“It: Chapter Two” marks memorable end to franchise

Can you ever go back home? Can you really overcome your childhood fears? “It: Chapter Two”, the sequel in the film adaptations of the novel by best-selling author Stephen King, centers around the revival of Pennywise the Dancing Clown, who returns to terrorize Derry, Maine 27 years from the previous movie from the previous movie. 

The movie follows the main characters Beverly Marsh (Jessica Chastain), Richie Tozier (Bill Hader), Eddie Kaspbrak (James Ransone), Stanley Uris (Andy Bean), Bill Denbrough (James McAvoy), Ben Hanscom (Jay Ryan) and Mike Hanlon (Isaiah Mustafa) in their mid-40s. “It: Chapter Two” also delves into the origin of Pennywise the Dancing Clown, played by Bill Skarsgård. The movie centers on the Losers’ Club reunion to kill Pennywise and exact revenge for all of the past murders committed.

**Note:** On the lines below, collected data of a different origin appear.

PR #389, opened 2024-07-23
NO-ISSUE: agent: remove cadvisor as a dep and add non linux build targets

hexfusion:
This PR removes cadvisor as a dep and gates linux specific agent logic with build targets. Resource collectors are linux opinionated and disabled for all non-linux builds.

### DIFF
--- a/internal/agent/device/status/exporters_linux.go
+++ b/internal/agent/device/status/exporters_linux.go
@@ -1,0 +1,38 @@
+//go:build linux
+// +build linux
+
+package status
+
+import (
+	"os"
+
+	"github.com/flightctl/flightctl/internal/agent/device/resource"
+	"github.com/flightctl/flightctl/pkg/executer"
+	"github.com/flightctl/flightctl/pkg/log"
+)
+
+const (
+	// BootIDPath is the path to the boot ID file.
+	DefaultBootIDPath = "/proc/sys/kernel/random/boot_id"
+)
+
+func newExporters(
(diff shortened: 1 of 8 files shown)


mangelajo:
You need to fix the last commit title, other than that it looks good to me.

internal/agent/device/status/exporters_linux.go
```diff
@@ -0,0 +1,33 @@
+//go:build linux
+// +build linux
```
fzdarsky, line 2: Do we still need the old `// +build` style build constraints?

internal/agent/device/status/exporters_non_linux.go
```diff
@@ -0,0 +1,45 @@
+//go:build darwin || !linux
```
fzdarsky, line 1: Need to rename the file to `exporters_other.go` for the conditional build to work on Darwin.

fzdarsky (changes requested):

internal/agent/device/status/exporters_non_linux.go
hexfusion: wild :) no idea why

internal/agent/device/status/exporters_linux.go
hexfusion: ahh your right old habits I guess go 1.17+ does not

fzdarsky (approved):

PR #391, opened 2024-07-23
MGMT-18170: PreEnrollment Request Endpoint draft

lkatalin:
Drafted some schemas based on https://raw.githubusercontent.com/kubernetes/kubernetes/master/api/openapi-spec/swagger.json but saw it is highly similar to the schemas used by the enrollmentrequests endpoint. Will discuss what if anything needs to be different before making updates. See also the update comment in the referenced issue.


lkatalin:
Closing in favor of #405

PR #402, opened 2024-07-25
Testing CI with CSR endpoint WIP

lkatalin:


api/v1alpha1/openapi.yaml
```diff
@@ -3009,3 +3009,157 @@ components:
...
+        status:
+          description: 'True, False, or Unknown'
+          $ref: '#/components/schemas/ConditionStatus'
+        type:
+          description: 'Approved, Denied, and/or Failed'
+          type: string
+          enum:
+            - 'Approved'
+            - 'Denied'
+            - 'Failed'
```
hexfusion, line 3059: question: what state is the request in if it has not been yet been approved?

api/v1alpha1/openapi.yaml
```diff
@@ -3009,3 +3009,157 @@ components:
...
+        lastUpdateTime:
+          description: 'Time of the last update to current condition'
+          type: string
+          format: date-time
+        message:
+          description: 'Human readable message with details about the request state'
+          type: string
+        reason:
+          description: 'Brief reason for the request state'
+          type: string #TODO - enum?
```
hexfusion, line 3049: The advantages of a string are that you do not need to extend the API to add/remove options.

api/v1alpha1/openapi.yaml
```diff
@@ -3009,3 +3009,157 @@ components:
...
+          description: 'Requested duration of validity for the certificate'
+        extra:
+          additionalProperties:
+            items:
+              type: string
+            type: array
+          description: 'Extra attributes of the user that created the CSR, populated by the API server on creation and immutable'
+          type: object
+        groups:
+          description: 'Group membership of the user that created the CSR, populated by the API server on creation and immutable'
```
hexfusion, line 3120: question: would membership be able to change what is the reason behind storing this here?

api/v1alpha1/openapi.yaml
```diff
@@ -3009,3 +3009,157 @@ components:
...
+        signerName:
+          description: 'Indicates the requested signer, and is a qualified name'
+          type: string
+        uid:
+          description: 'UID of the user that created the CSR, populated by the API server on creation and immutable'
+          type: string
+        usage:
+          description: 'Usages (purpose or scope) requested in the issued certificate - this differs from k8s in that we restrict it to several known usages'
+          type: string
+          $ref: '#/components/schemas/CertSigningRequestUsages'
```
hexfusion, line 3137: question: do you foresee ever having more than one usage per request?

api/v1alpha1/openapi.yaml
```diff
@@ -3009,3 +3009,157 @@ components:
...
+        username:
+          description: 'Name of the user that created the CSR, populated by the API server on creation and immutable'
```
hexfusion, line 3139: question: if you have the uid do we also need the username and vice versa

api/v1alpha1/openapi.yaml
```diff
@@ -3009,3 +3009,157 @@ components:
       - 'TemplateDiscriminatorKubernetesSec'
       - 'TemplateDiscriminatorInlineConfig'
       - 'TemplateDiscriminatorHttpConfig'
+    CertSigningRequestApproval:
```
hexfusion, line 3012: question: Approval sounds a bit presumptuous :) is this CertSigningRequestStatus?

hexfusion (commented):
couple questions looks good!

api/v1alpha1/openapi.yaml
lkatalin: Good thought - it's modeled on https://raw.githubusercontent.com/kubernetes/kubernetes/master/api/openapi-spec/swagger.json and they only have these 3 states, but we may want to include another that is something like "pending." This is part of the description from k8s: 

```
certificate is populated with an issued certificate by the signer after an Approved condition is present. This field is set via the /status subresource. Once populated, this field is immutable.\n\nIf the certificate signing request is denied, a condition of type \"Denied\" is added and this field remains empty. If the signer cannot issue the certificate, a condition of type \"Failed\" is added and this field remains empty"
```

api/v1alpha1/openapi.yaml
lkatalin: True - though since the `message` field is described as human-readable (again this is modeled on k8s), that makes me think this is meant to be machine readable and should only contain expected values. But I am not sure of that.

lkatalin: Looking again, maybe they are both human-readable and it's fine.

api/v1alpha1/openapi.yaml
lkatalin: I assume this ties into access control somehow but I could look more into it.

api/v1alpha1/openapi.yaml
lkatalin: Another good point - so, this is where I changed from the k8s version as they do in fact have an array and multiple usages are possible.

As far as I was aware a couple of days ago while creating this, we only had three valid usages: `enrollment`, `agent`, and `renewal`, and these are all non-overlapping. I am now hearing that we may have other usages as well and so I'd like to check in about this.

api/v1alpha1/openapi.yaml
lkatalin: It could help from a human-readability perspective.

api/v1alpha1/openapi.yaml
lkatalin: Hm, not sure what you mean - we have this schema for [EnrollmentRequests](https://github.com/flightctl/flightctl/blob/main/api/v1alpha1/openapi.yaml#L2478) and I figured it would work the same way. We've (me, Anton, and Frank) also talked about using "approvals" in the CSR policies before a certificate can be signed.

api/v1alpha1/openapi.yaml
lkatalin: Also I think we're actually just going to add a few variants to the `Condition` schema instead of adding this.

lkatalin:
Thank you for taking a look @hexfusion !
I'm closing this in favor of #405 - but I've carried your points over to there.
Apologies for the multiple PR confusion as I was working out what exactly was breaking the CI tests.

PR #404, opened 2024-07-25
NO-ISSUE: Avoid deadloacks when running multiple parallel threads

ori-amizur:
When applying examples/fleet.yaml and
example/repository-flightctl-demos.yaml in a loop, this change avoided deadlocks to occure when the worker ran with 8 threads.


avishayt (approved):
Nice!

PR #405, opened 2024-07-25
MGMT-18170: Add CertSigningRequest schemas

lkatalin:
These are modeled on
https://raw.githubusercontent.com/kubernetes/kubernetes/master/api/openapi-spec/swagger.json


api/v1alpha1/openapi.yaml
```diff
@@ -3009,3 +3009,157 @@ components:
       - 'TemplateDiscriminatorKubernetesSec'
       - 'TemplateDiscriminatorInlineConfig'
       - 'TemplateDiscriminatorHttpConfig'
+    CertSigningRequestApproval:
```
fzdarsky, line 3012: Spell out "Certificate" (here and below)

api/v1alpha1/openapi.yaml
```diff
@@ -3009,3 +3009,157 @@ components:
...
+        approvedBy:
+          type: string
+          description: 'approvedBy is the name of the approver.'
+        approvedAt:
+          type: string
+          format: date-time
+          description: 'approvedAt is the time at which the request was approved.'
+      required:
+        - approved
+    CertSigningRequestCondition:
```
fzdarsky, line 3032: Instead of defining a new condition type, would it make sense to reuse the generic `Condition` type and add to the `ConditionType` enum? I see K8s defines a separate type, but IDK the motivation for this.

api/v1alpha1/openapi.yaml
```diff
@@ -3009,3 +3009,157 @@ components:
       - 'TemplateDiscriminatorKubernetesSec'
       - 'TemplateDiscriminatorInlineConfig'
       - 'TemplateDiscriminatorHttpConfig'
+    CertSigningRequestApproval:
+      type: object
+      properties:
+        labels:
```
fzdarsky, line 3015: Unlike with EnrollmentRequests, CSRs shouldn't change labels.

fzdarsky (commented):
We're missing the path definitions still.

api/v1alpha1/openapi.yaml
lkatalin: Hm yes, that makes sense.

lkatalin:
> We're missing the path definitions still.

Yes, these are coming. `make build` needs a lot of functionality to already be stubbed in, ex. in `internal/service`, so I am having to add those when I add the new endpoints. Perhaps that should be a separate PR.

lkatalin:
A few good points from @hexfusion over on https://github.com/flightctl/flightctl/pull/402/ (which I am closing in favor of this):

- Should we include a "pending" state under `Condition` to represent a pre-approval/pre-denial state? Kubernetes doesn't do this, but I do think it would make sense.

- We have a "groups" property on the ` CertSigningRequestSpec` just to follow the kubernetes example - do we want to keep this?

- Will we have other `usage`s beyond `enrollment`, `agent`, and `renewal`? This would impact not just the `... Usage` schema but whether the spec uses an array for that property vs. a string. This also actually gets to a larger point about what types of requests we expect the CSR endpoint to be fielding.

lkatalin:
@fzdarsky This one is ready, let me know if you'd like any changes.

fzdarsky:
> * Should we include a "pending" state under `Condition` to represent a pre-approval/pre-denial state? Kubernetes doesn't do this, but I do think it would make sense.
Isn't this implied by the `certificatesigningrequest.status` having neither `Approved` nor `Denied` conditions?

> * We have a "groups" property on the ` CertSigningRequestSpec` just to follow the kubernetes example - do we want to keep this?
I don't think we've figured out how users are organized into gropus/orgs/..., so I'd leave it out for now. Easy to add / hard to remove later.

> * Will we have other `usage`s beyond `enrollment`, `agent`, and `renewal`? This would impact not just the `... Usage` schema but whether the spec uses an array for that property vs. a string. This also actually gets to a larger point about what types of requests we expect the CSR endpoint to be fielding.

Aren't "usages" the ones defined in the X.509 spec (i.e. "signing", "digital signature", "client auth" etc.)?
To encode the scope/purpose, you'd instead choose a signer (using the `signerName` field). IOW, there'd be an "enrollment-signer" and an "agent-signer" or something like that. I don't think we need a "renewal-signer", because that's simply the "agent-signer" again. Signers would eventually use different signing certs. See https://kubernetes.io/docs/reference/access-authn-authz/certificate-signing-requests/#kubernetes-signers.

lkatalin:
> Isn't this implied by the `certificatesigningrequest.status` having neither `Approved` nor `Denied` conditions?

It certainly can be. I'm not sure if it makes a difference. So we can leave it implied to match kubernetes.

> I don't think we've figured out how users are organized into gropus/orgs/..., so I'd leave it out for now. Easy to add / hard to remove later.

Removed!
 
> Aren't "usages" the ones defined in the X.509 spec (i.e. "signing", "digital signature", "client auth" etc.)? 

Okay sure, I see what you are saying. I've changed it.

api/v1alpha1/openapi.yaml
```diff
@@ -2971,7 +2971,12 @@ components:
     ConditionType:
       type: string
       enum:
+      # TODO - Change Approved to EnrollmentRequestApproved, or
+      # have Enrollment use CSR endpoint
       - 'Approved'             # EnrollmentRequest
+      - 'CertificateApproved'  # CertificateSigningRequest
```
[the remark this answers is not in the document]
lkatalin: Oh interesting, thanks. I'm going to update that and then go ahead and merge this.

fzdarsky (approved):

api/v1alpha1/openapi.yaml
```diff
@@ -3016,3 +3022,97 @@ components:
...
+      required:
+        - apiVersion
+        - kind
+        - metadata
+        - items
+      description: 'CertificateSigningRequestList is a list of CertificateSigningRequest'
+    CertificateSigningRequestSpec:
+      description: 'Wrapper around a user-created CSR, modeled on kubernetes io.k8s.api.certificates.v1.CertificateSigningRequestSpec'
+      properties:
+        expirationSeconds:
```
mangelajo, line 3071: expiration seconds is not defining type and the result is an open interface on the struct https://github.com/flightctl/flightctl/pull/405/files#diff-7912c3b33172d43970c1a7662ba6f48b3c7fcc7d0c057f0d3ef84ca25e09b35aR185

mangelajo (changes requested):
I found an issue with one of the fields

api/v1alpha1/openapi.yaml
lkatalin: Good catch, thanks.

lkatalin:
Addressed your comment @mangelajo !

PR #408, opened 2024-07-29
MGMT-18261: Add shell autocompletion script generator command

vraiti:
Adds `flightctl completion` command that writes an autocompletion script for the specified shell to stdout. This will autocomplete nouns declared in cobra.Command.ValidArgs and flags bound in o.Bind.


internal/cli/helpers.go
```diff
@@ -34,6 +34,16 @@ var (
 	}
 )
 
+func getValidResourceKinds() []string {
+	resourceKinds := make([]string, len(pluralKinds))
+	i := 0
+	for _, v := range pluralKinds {
+		resourceKinds[i] = v
+		i++
+	}
```
avishayt, line 43:
```suggestion
	for i, v := range pluralKinds {
		resourceKinds[i] = v
	}
```

avishayt (commented):
It looks great.  I tested it and it works well.  I just had one minor comment.

vraiti:
> It looks great. I tested it and it works well. I just had one minor comment.

Turns out that `range dict` will return (key, value), so declaring the index and incrementing it explicitly is the only way to convert a dict to a slice AFAIK

avishayt (approved):

PR #413, opened 2024-07-31
MGMT-18497: Support device name parameter

avishayt:


internal/tasks/config_helpers.go
```diff
@@ -4,46 +4,52 @@ import (
...
 	for _, match := range matches {
 		paramsToMatches[match[0]] = match[1]
 	}
 
 	for param, match := range paramsToMatches {
-		if !labelRegex.MatchString(param) {
+		switch {
+		case nameRegex.MatchString(param):
+			if objectMeta.Name == nil {
+				return []byte(""), fmt.Errorf("parameter referenced name, but no name found")
```
hexfusion, line 34: optional: it's common to return nil if a function fails to generate a result
```suggestion
				return nil, fmt.Errorf("parameter referenced name, but no name found")
```

hexfusion (approved):

PR #418, opened 2024-07-31
MGMT-18276: Add CLI flag to show raw HTTP requests/responses

vraiti:
Allow user to specify `--verbose-http,-H` to see "raw" http requests and responses.

Since actually intercepting the http requests/responses would require modifying the net package, the printed messages are constructed from info in the http.{Request,Response} objects.

This includes the changes from #411 since both are somewhat dependent on each other.


mangelajo:
It needs rebase now ':)

not sure how versed you are with git, I would do:

git fetch --all
git rebase HEAD~3 --onto remotes/origin/main

then follow the instructions carefully ':D

Then you may need to sign them all too:

git rebase -S HEAD~3 -i

mark them all for edit...
and continue one by one

PR #419, opened 2024-08-01
MGMT-18126: Rename device.status.updatedAt to lastSeen

avishayt:
@celdrake FYI


hexfusion (approved):
reads better but this will break clients, technically fine

PR #430, opened 2024-08-06
EDM-301: Remove mTLS from user facing API

rawagner:


internal/crypto/tls.go
```diff
@@ -7,30 +7,45 @@ import (
...
 		ClientCAs:    caPool,
 		ClientAuth:   tls.RequireAndVerifyClientCert,
 		MinVersion:   tls.VersionTLS13,
-	}, nil
+	}
+
+	grpcTlsConfig := &tls.Config{
+		Certificates: []tls.Certificate{cert},
+		ClientCAs:    caPool,
+		ClientAuth:   tls.VerifyClientCertIfGiven,
```
rawagner, line 44: another attempt to make grpc endpoit work for both users & devices ... until we have a proper user-facing endpoint.

The mTLS cert is optional. Any connection has to present either valid Auth header (users) or mTLS cert (devices).

@mangelajo WDYT ?

mangelajo:
E2e: you need to add the skip insecure certs probably to the login call in the cli_tests.go (tests/e2e)

And I suspect you will need to do a similar thing for the integration testing clients: 
https://github.com/flightctl/flightctl/actions/runs/10265028056/job/28400326907?pr=430#step:4:114

mangelajo:
https://github.com/flightctl/flightctl/actions/runs/10265622273/job/28402206831?pr=430#step:10:217

Now the console command is failing to connect to the grpc agent endpoint, check if it's sending/receiving the auth token

rawagner:
> E2e: you need to add the skip insecure certs probably to the login call in the cli_tests.go (tests/e2e)
> 
> And I suspect you will need to do a similar thing for the integration testing clients: https://github.com/flightctl/flightctl/actions/runs/10265028056/job/28400326907?pr=430#step:4:114

Thanks for the pointers. I've made sure that the CA cert/I is properly added to the client. The tests are passing now :)

rawagner:
Thanks for the pointers. I've made sure that CA cert/InsecureSkipVerify is properly configured for clients. The tests are passing now.

mangelajo:
Thank you @rawagner good work, doing a final pass.

internal/api_server/agentserver/grpc.go
```diff
@@ -43,11 +48,51 @@ func NewAgentGrpcServer(
 		pendingStreams: &sync.Map{},
 	}
 }
+func validateClientTlsCert(ctx context.Context) (context.Context, error) {
```
mangelajo, line 51: Can we as a follow up move validateClientTlsCert, and authFn to the API server middleware (this one in tls, the other one probably another .go file) ?

mangelajo (approved):
Looks good, just asking to reorganize a couple of functions in (opinion) better place.

internal/api_server/agentserver/grpc.go
rawagner: Sure, i will do that in a followup.

rawagner: Followup https://github.com/flightctl/flightctl/pull/435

“It: Chapter Two” landed big name celebrities such as Hader, McAvoy and Chastain to embody the adult version of the Losers’ Club, the group formed in the first movie, providing a flushed out cast to end movie franchise with the sequel. The motion picture adaptations split the original novel into two movies.

With prolonged training and utilization of elongated lips and a lazy eye, minute details such as breathing and staring are consistently exaggerated and distorted, so as to give an inhuman aspect and amplify the seemingly harmless traits tenfold. Pennywise himself is constantly found to be dwelling in dark environments which intensifies his stature and demeanor, which is drenched in white and features the elongated limbs of a demonic clown. The impressions of Pennywise escalate throughout the film, as he drags on the moronic, goofy demeanor that gradually evolves into the demented manner that he conducts himself with for the majority of the film. However, there are also moments of comic relief, conveyed through the raunchy humor of Hader’s character, Richie, as he makes vulgar jokes in hopes of lightening the morbid mood. 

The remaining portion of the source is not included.